Exercise →
List, from the lines below, each one with "projects" in it.

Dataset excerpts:
• • •
PR #264, opened 2021-01-24
FW103 Module

Cookieth:
Without the ability to test, I am completely unsure whether this code works or not (It builds, though!). I pieced my knowledge through this by looking at the documentation in the `libraries/libcore/inc` and `libraries/mc-common/inc` directories, as well as various confluence files. Please let me know if I had assumed anything wrong, or have missed anything crucial!

Also note, see the README.md for my answers to the scavenger hunt.

### DIFF
--- a/projects/FW_103/README.md
+++ b/projects/FW_103/README.md
@@ -1,0 +1,62 @@
+Datasheet scavenger hunt. Hint: ctrl + f is your friend!
+
+# What bit in what register should be set on the MCP2515 CAN controller to enable one-shot mode?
• • •
Solved exercise →
--- a/projects/FW_103/README.md
+++ b/projects/FW_103/README.md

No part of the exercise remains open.